DATA:
PR #2425, opened 2024-07-24
dsl: Make CondEq and CondNe easier to import

EdCaunt:
Allow import of `CondEq` and `CondNe` from `devito` rather than requiring `devito.symbolics`. In due course, these should probably move to `devito.types.relational` and use the `AbstractRel` mixin.


mloubout (approved):
need rebase

PR #2429, opened 2024-07-25
api: Make Derivative Reconstructable

mloubout:
Fixes

https://devitocodes.slack.com/archives/C1HSXP6KB/p1721850267638059

### DIFF
--- a/tests/test_derivatives.py
+++ b/tests/test_derivatives.py
@@ -713,6 +713,16 @@ class TestFD:
         assert dxy0.x0 == {y: y+y.spacing/2}
         assert dxy02.x0 == {x: x+x.spacing/2}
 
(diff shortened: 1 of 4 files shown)


tests/test_derivatives.py
```diff
@@ -713,6 +713,16 @@ def test_deriv_spec(self):
         assert dxy0.x0 == {y: y+y.spacing/2}
         assert dxy02.x0 == {x: x+x.spacing/2}
 
+    def test_deriv_stagg_plain(self):
```
EdCaunt, line 716: Would it be worth also testing evaluating `staggered=None` onto `staggered=x`? Also potentially mixing `staggered=None` and `staggered=NODE`

FabioLuporini (approved):
LGTM

PR #2431, opened 2024-07-30
compiler: Remove counters from subdomains and automatically generate unique names

EdCaunt:
Rather than using counters to ensure subdimensions etc are unique, they should be dynamically renamed during compilation.

Supersedes #2405 .


devito/types/grid.py
```diff
@@ -502,7 +502,6 @@ def __subdomain_finalize__(self, grid, **kwargs):
         # Create the SubDomain's SubDimensions
         sub_dimensions = []
         sdshape = []
-        counter = kwargs.get('counter', 0) - 1
```
georgebisbas, line 505: looks like remooving some hack here

EdCaunt: Yeah, that's the idea with the PR. It's also necessary to remove before introducing functions on subdimensions, since otherwise the counter gets even hackier

devito/ir/equations/algorithms.py
```diff
@@ -162,74 +161,112 @@ def concretize_subdims(exprs, **kwargs):
     """
     sregistry = kwargs.get('sregistry')
 
-    # {root Dimension -> {SubDimension -> concrete SubDimension}}
-    mapper = defaultdict(dict)
+    mapper = {}
+    rebuilt = {}  # Rebuilt implicit dims etc which are shared between dimensions
```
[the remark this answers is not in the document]
EdCaunt: This dict is for objects that get rebuilt over the course of the pass but aren't used in the final mapper. It ensures reuse of things like `MultiSubDomain` implicit dimensions, so I think "processed" would be misleading

devito/ir/equations/algorithms.py
```diff
@@ -162,74 +161,112 @@ def concretize_subdims(exprs, **kwargs):
...
+    if idim0 is not None:
+        try:
+            # Get a preexisiting substitution if one exists
+            idim1 = rebuilt[idim0]
+            # If a substitution exists for the implicit dimension,
+            # then there is also one for the function
+            functions = rebuilt[d.functions]
+        except KeyError:
+            iname = sregistry.make_name(prefix=idim0.name)
+            rebuilt[idim0] = idim1 = idim0._rebuild(name=iname)
```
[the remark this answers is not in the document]
EdCaunt: Same thing right?

devito/ir/equations/algorithms.py
```diff
@@ -162,74 +162,124 @@ def concretize_subdims(exprs, **kwargs):
...
     if not mapper:
         return exprs
 
-    subs = {}
-    for i in mapper.values():
-        subs.update(i)
+    # There may be indexed Arrays defined on SubDimensions in the expressions.
+    # These must have their dimensions replaced and their .function attribute
+    # reset to prevent recovery of the original SubDimensions.
+    functions = set().union(*[set(retrieve_functions(e)) for e in exprs])
```
FabioLuporini, line 175:
```
functions = retrieve_functions(exprs)
```

should work, and if not, it should be fixed

devito/ir/equations/algorithms.py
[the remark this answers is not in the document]
FabioLuporini: Ed's version is better

devito/ir/equations/algorithms.py
```diff
@@ -162,74 +162,124 @@ def concretize_subdims(exprs, **kwargs):
...
+             for tkn in tkns0]
 
-    thickness = (ltkn, rtkn)
+    kwargs = {'thickness': tuple(tkns1), 'functions': d.functions}
 
-    subs[d] = d._rebuild(d.name, pd, thickness)
+    idim0 = d.implicit_dimension
+    if idim0 is not None:
+        try:
+            # Get a preexisiting substitution if one exists
```
FabioLuporini, line 267: useless comment

devito/ir/equations/algorithms.py
```diff
@@ -162,74 +162,124 @@ def concretize_subdims(exprs, **kwargs):
...
+
+@_concretize_subdims.register(MultiSubDimension)
+def _(d, mapper, rebuilt, sregistry):
+    if d in mapper:
         # Already have a substitution for this dimension
         return
 
-    name = sregistry.make_name(prefix=d.name)
-    ltkn, rtkn = MultiSubDimension._symbolic_thickness(name)
+    tkns0 = MultiSubDimension._symbolic_thickness(d.name)
```
FabioLuporini, line 258: nitpicking: I'd call this, for clarity, `abstract_tkn` and the one below `concrete_tkn`

devito/ir/equations/algorithms.py
```diff
@@ -162,74 +162,124 @@ def concretize_subdims(exprs, **kwargs):
...
+            # If a substitution exists for the implicit dimension,
+            # then there is also one for the function
+            functions = rebuilt[d.functions]
+        except KeyError:
+            iname = sregistry.make_name(prefix=idim0.name)
+            rebuilt[idim0] = idim1 = idim0._rebuild(name=iname)
+
+            fdims = (idim1,) + (d.functions.dimensions[1:])
+            frebuilt = d.functions._rebuild(dimensions=fdims, function=None,
+                                            halo=None, padding=None,
```
FabioLuporini, line 278: are halo and padding really necessary here

devito/ir/equations/algorithms.py
```diff
@@ -162,74 +162,124 @@ def concretize_subdims(exprs, **kwargs):
...
+                                            initializer=d.functions.data)
```
FabioLuporini, line 279: we need a workaround to this. We cannot create data in the compiler. Here we somehow have to initialize the rebuilt function with a reference to `d.functions.data`. I'd be fine with introducing a new low-level (developer-only) API along the lines of `..., initializer=Reference(d.functions.data), . ..` and then use it right before this `elif`:

https://github.com/devitocodes/devito/blob/master/devito/types/dense.py#L94

with something like

```
if isinstance(initializer, Reference):
     self._data = initializer._data
```

Comments appreciated. This was just off top of my head

devito/ir/iet/utils.py
```diff
@@ -134,7 +134,6 @@ def derive_parameters(iet, drop_locals=False, ordering='default'):
     # using devito as a library-generator to be embedded within legacy codes
     if ordering == 'canonical':
         parameters = sorted(parameters, key=lambda p: str(type(p)))
-
```
FabioLuporini, line 137: bring it back

devito/passes/iet/definitions.py
```diff
@@ -337,6 +337,8 @@ def place_definitions(self, iet, globs=None, **kwargs):
         storage = Storage()
         defines = FindSymbols('defines-aliases|globals').visit(iet)
 
+        # FIXME: Use of findsymbols here is the culprit, pulls the original
```
FabioLuporini, line 340: Drop

devito/types/basic.py
```diff
@@ -345,6 +345,10 @@ def _filter_assumptions(cls, **kwargs):
         for i in list(kwargs):
             if i in _assume_rules.defined_facts:
                 assumptions[i] = kwargs.pop(i)
+        # Handle the nonnegative argument
```
FabioLuporini, line 348: nitpicking: this method can use some blank lines

devito/types/basic.py
```diff
@@ -382,7 +386,8 @@ def __eq__(self, other):
     __hash__ = sympy.Symbol.__hash__
 
     def _hashable_content(self):
-        return super()._hashable_content() + (self.dtype, self.is_const)
+        return super()._hashable_content() \
+            + (self.dtype, self.is_const, self.nonnegative)
```
FabioLuporini, line 390: isn't it part of super() already? can you add a test to confirm this. 

All the assumptions should be  part of the hash clearly, but we don't want to have to list them here explicitly one by one

devito/types/basic.py
```diff
@@ -426,6 +431,13 @@ def is_const(self):
         """
         return self._is_const
 
+    @property
+    def nonnegative(self):
+        """
+        Alias for is_nonnegative
```
FabioLuporini, line 437: why the need? sympy convention is "is_..."

FabioLuporini (commented):
This is looking so good

devito/ir/equations/algorithms.py
EdCaunt: Yeah, I looked into removing them, but the problem is, if you set `function=None` (which is necessary here), there is no way of checking the dimensions have been changed during a rebuild, since you can't check against the `function` kwarg. You need to specify `halo=None` and `padding=None` when changing the dimensions, as a bunch of mappers need reconstructing with the new dimensions. It throws an error otherwise.

devito/ir/equations/algorithms.py
EdCaunt: Yeah, this was the sort of functionality I was thinking of, but had to resort to initializer. I'll create a separate PR for this, then rebase on top of it

devito/types/basic.py
EdCaunt: Because whilst the attribute is `is_nonnegative`, the argument that sets it is just `nonnegative`, so it's needed for rebuilding

devito/ir/equations/algorithms.py
```diff
@@ -162,74 +162,124 @@ def concretize_subdims(exprs, **kwargs):
...
+    _concretize_subdims(exprs, mapper, rebuilt, sregistry)
     if not mapper:
         return exprs
 
-    subs = {}
-    for i in mapper.values():
-        subs.update(i)
+    # There may be indexed Arrays defined on SubDimensions in the expressions.
+    # These must have their dimensions replaced and their .function attribute
+    # reset to prevent recovery of the original SubDimensions.
```
ZoeLeibowitz, line 174: Remove full stop

devito/ir/equations/algorithms.py
```diff
@@ -162,74 +162,124 @@ def concretize_subdims(exprs, **kwargs):
...
+    functions = set().union(*[set(retrieve_functions(e)) for e in exprs])
+    functions = {f for f in functions if f.is_Array}
+    for f in functions:
+        dimensions = tuple(mapper[d] if d in mapper else d for d in f.dimensions)
+        if dimensions != f.dimensions:  # A dimension has been rebuilt
+            # So build a mapper for Indexed
```
ZoeLeibowitz, line 180: Maybe these comments should be stuck together?

tests/test_dimension.py
```diff
@@ -773,9 +776,10 @@ def test_expandingbox_like(self, opt):
         eqn = eqn.subs({x: xi, y: yi})
 
         op = Operator(eqn, opt=opt)
+        print(op.parameters)
```
ZoeLeibowitz, line 779: left over

tests/test_subdomains.py
```diff
@@ -669,10 +671,14 @@ class Dummy(SubDomainSet):
         # Make sure it jit-compiles
         op.cfunction
 
-        assert_structure(op, ['t,n0', 't,n0,xi20_blk0,yi20_blk0,x,y,z'],
-                         't,n0,xi20_blk0,yi20_blk0,x,y,z')
+        assert_structure(op, ['t,n0', 't,n0,ix0_blk0,iy0_blk0,x,y,z'],
+                         't,n0,ix0_blk0,iy0_blk0,x,y,z')
 
-        xi, _, _ = dummy.dimensions
+        # Drag a rebuilt MultiSubDimension out of the operator kicking and screaming
```
ZoeLeibowitz, line 677: kicking and screaming?

devito/ir/equations/algorithms.py
EdCaunt: Actually, I think we already have it:
```
frebuilt = d.functions._rebuild(dimensions=fdims, function=None,
                                            halo=None, padding=None,
                                            allocator=ExternalAllocator(d.functions.data),
                                            initializer=lambda x: None)
```

devito/ir/equations/algorithms.py
```diff
@@ -162,74 +163,123 @@ def concretize_subdims(exprs, **kwargs):
...
 
-    subs = {}
-    for i in mapper.values():
-        subs.update(i)
+    # There may be indexed Arrays defined on SubDimensions in the expressions
+    # These must have their dimensions replaced and their .function attribute
+    # reset to prevent recovery of the original SubDimensions
+    functions = {f for f in retrieve_functions(exprs) if f.is_Array}
+    for f in functions:
+        dimensions = tuple(mapper[d] if d in mapper else d for d in f.dimensions)
```
mloubout, line 178: `mapper.get(d, d)`

devito/ir/equations/algorithms.py
```diff
@@ -162,74 +163,123 @@ def concretize_subdims(exprs, **kwargs):
...
+        if dimensions != f.dimensions:
+            # A dimension has been rebuilt, so build a mapper for Indexed
+            mapper[f.indexed] = f._rebuild(dimensions=dimensions, function=None).indexed
```
mloubout, line 181: Shouldn't `f` already be indexed if getting there?

devito/types/basic.py
mloubout: Not sure I follow why it's needed and why `is_nonnegative` is problematic

devito/ir/equations/algorithms.py
EdCaunt: No, `retrieve_functions` gets the underlying function

mloubout: then shouldn't this use `retrieve_indexed` instead?

devito/types/basic.py
EdCaunt: `is_nonnegative` isn't problematic, but it's set with `Symbol(name='x', nonnegative=True)`. Hence rebuilding requires the alias

devito/types/basic.py
```diff
@@ -341,10 +341,16 @@ def _filter_assumptions(cls, **kwargs):
...
         for key in ('real', 'imaginary', 'commutative'):
             kwargs.pop(key, None)
+
         # extract sympy.Symbol-specific kwargs
         for i in list(kwargs):
             if i in _assume_rules.defined_facts:
                 assumptions[i] = kwargs.pop(i)
+
+        # Handle the nonnegative argument
+        if 'nonnegative' in assumptions and assumptions['nonnegative'] is None:
```
mloubout, line 351: that's just `assumptions.pop('nonnegative', None)`

devito/ir/equations/algorithms.py
EdCaunt: No, because you can `uxreplace` a single `{f.indexed: g.indexed}` to turn all `f[x]`, `f[x+1]` into `g[x]`, `g[x+1]`

devito/types/basic.py
EdCaunt: No it's not. If `nonnegative` is provided as a kwarg, but is not `None` then you don't want to pop it.

devito/ir/equations/algorithms.py
```diff
@@ -162,74 +163,129 @@ def concretize_subdims(exprs, **kwargs):
...
+        fkwargs.update({'dimensions': (idim1,) + (d.functions.dimensions[1:]),
+                        'halo': None,
+                        'padding': None})
+
+    try:
+        functions = rebuilt[d.functions]
+    except KeyError:
+        fkwargs.update({'name': sregistry.make_name(prefix=d.functions.name),
+                        'function': None,
+                        'allocator': ExternalAllocator(d.functions.data),
```
EdCaunt, line 283: Note: `data_with_halo` would be safer here

FabioLuporini, line 283: `._data`

`.data` instead is just a view. Suggests that you need a test with space_order != 0 to trigger what would be an issue if you don't replace `.data` with `._data`

devito/ir/equations/algorithms.py
```diff
@@ -162,74 +163,129 @@ def concretize_subdims(exprs, **kwargs):
...
+                        'initializer': lambda x: None})
```
FabioLuporini, line 284: if the ExternalAllocator is passed, we shouldn't need to pass initializer like that. One should be enough; if it isn't, please tweak it inside `DiscreteFunction.__init_finalize_`

devito/types/dimension.py
```diff
@@ -395,6 +395,22 @@ def __eq__(self, other):
     __hash__ = Symbol.__hash__
 
 
+class UniqueDimension(BasicDimension):
```
FabioLuporini, line 398: I struggle to understand the need for this class

EdCaunt: `Dimension`s with the same names always hash the same, so when used as dictionary keys, each entry replaces the last, rather than creating new entries. The implicit dimension of the `SubDomainSet` always has the name `'n'`

devito/ir/equations/algorithms.py
EdCaunt: You need to set a noop initialiser as per the docstring

devito/types/basic.py
```diff
@@ -879,6 +880,12 @@ def __new__(cls, *args, **kwargs):
             # let's just return `function` itself
             return function
 
+        # If dimensions have been replaced, then it is necessary to remove halo
+        # and padding kwargs so that they are rebuilt with the new dimensions
+        if function is not None and function.dimensions != dimensions:
```
mloubout, line 885: That should not be a valid combination. If `function` is not None it *has* to have the same dimensions

devito/types/dimension.py
FabioLuporini: so the actual error is that it should be named uniquely instead ?

devito/types/basic.py
FabioLuporini: this is just for reconstruction; see one of the latest threads on slack in #development

devito/types/dimension.py
EdCaunt: But then you need a counter again... Although I suppose you could append the `id(self)` to the name when you first create it, before subsequently rebuilding it as `n0`, `n1`, ... Maybe that's the way to go?

mloubout (approved):

devito/ir/support/symregistry.py
```diff
@@ -30,7 +30,7 @@ def __init__(self):
         # passes, to maximize symbol (especially Dimension) reuse
         self.caches = {}
 
-    def make_name(self, prefix=None):
+    def make_name(self, prefix=None, increment_first=True):
```
mloubout, line 33: Any reason to not make the default case to keep first name

FabioLuporini: I guess you would then have

float r = ...
float r1 = ...

and `r` is such a common name

devito/ir/equations/algorithms.py
```diff
@@ -162,74 +163,127 @@ def concretize_subdims(exprs, **kwargs):
...
-        subs.update(i)
+    # There may be indexed Arrays defined on SubDimensions in the expressions
+    # These must have their dimensions replaced and their .function attribute
+    # reset to prevent recovery of the original SubDimensions
+    functions = {f for f in retrieve_functions(exprs) if f.is_Array}
+    for f in functions:
+        dimensions = tuple(mapper.get(d, d) for d in f.dimensions)
+        if dimensions != f.dimensions:
+            # A dimension has been rebuilt, so build a mapper for Indexed
+            mapper[f.indexed] = f._rebuild(dimensions=dimensions, function=None).indexed
```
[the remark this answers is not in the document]
FabioLuporini: I mean, given this:

https://github.com/devitocodes/devito/blob/master/devito/types/basic.py#L886

devito/ir/equations/algorithms.py
```diff
@@ -162,74 +164,139 @@ def concretize_subdims(exprs, **kwargs):
...
-    # Grid.__subdomain_finalize__
-    pass
+def _(d, mapper, rebuilt, sregistry):
+    if d in mapper:
+        # Already have a substitution for this dimension
+        return
 
+    tkns = [tkn._rebuild(name=sregistry.make_name(prefix=tkn.name))
+            for tkn in d.tkns]
+    tkns_subs = {tkn0: tkn1 for tkn0, tkn1 in zip(d.tkns, tkns)}
```
FabioLuporini, line 218: Isn't it as simple as:

```
subs = {i: i._rebuild(name=sregistry.make_name(prefix=i.name) for i in d.tkns}
```

probably even a one liner this way...

devito/ir/equations/algorithms.py
```diff
@@ -162,74 +164,139 @@ def concretize_subdims(exprs, **kwargs):
...
+    if idim0 is not None:
+        if idim0 in rebuilt:
+            idim1 = rebuilt[idim0]
+        else:
+            iname = sregistry.make_name(prefix='n')
+            rebuilt[idim0] = idim1 = idim0._rebuild(name=iname)
+
+        kwargs['implicit_dimension'] = idim1
+        fkwargs.update({'dimensions': (idim1,) + d.functions.dimensions[1:],
+                        'halo': None,
```
FabioLuporini, line 276: I'm not sure these two Nones are actually necessary anymore?

Given https://github.com/devitocodes/devito/blob/master/devito/types/basic.py#L888-L889

devito/ir/equations/algorithms.py
```diff
@@ -162,74 +164,139 @@ def concretize_subdims(exprs, **kwargs):
...
+
+    if d.functions in rebuilt:
+        functions = rebuilt[d.functions]
+    else:
+        # Increment every instance of this name after the first encountered
+        fname = sregistry.make_name(prefix=d.functions.name, increment_first=False)
+        # Warn the user if name has been changed, since this will affect overrides
+        if fname != d.functions.name:
+            fkwargs['name'] = fname
+            warning("%s <%s> renamed as '%s'" %
```
FabioLuporini, line 287: Something more informative about how to work around this warning?

E.g., "... Consider assigning an explicit name to `%s` instead" % d.functions.name"

?

devito/ir/support/symregistry.py
EdCaunt: >I guess you would then have
>
>float r = ...
>float r1 = ...
>
>and r is such a common name
Correct. This behaviour is only desirable in some cases, hence the switch.

devito/ir/equations/algorithms.py
EdCaunt: They are, but I've moved them to make it clear why they're needed (`function=None` is also set further down)

FabioLuporini (approved):

FabioLuporini:
GTG!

WHAT TO WORK ON: Copy out whichever lines of the listing contain the word "slack".

TASK OUTPUT:
https://devitocodes.slack.com/archives/C1HSXP6KB/p1721850267638059
FabioLuporini: this is just for reconstruction; see one of the latest threads on slack in #development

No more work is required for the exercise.